Stored items:
+-------+

PR #2237, opened 2017-12-12
add noise to driver generated paths to avoid clashes

al-r3:


mnesbit:
Lets just wait to see if that makes anything else break during the build. Shouldn't, but you never know!

al-r3:
Well github won't let me merge should that happen anyway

+-------+

• [REQUIRED ACTION] Lines containing the word "that": copy every one of them from the records above.

• [SOLUTION TO THIS EXERCISE]
Lets just wait to see if that makes anything else break during the build. Shouldn't, but you never know!
Well github won't let me merge should that happen anyway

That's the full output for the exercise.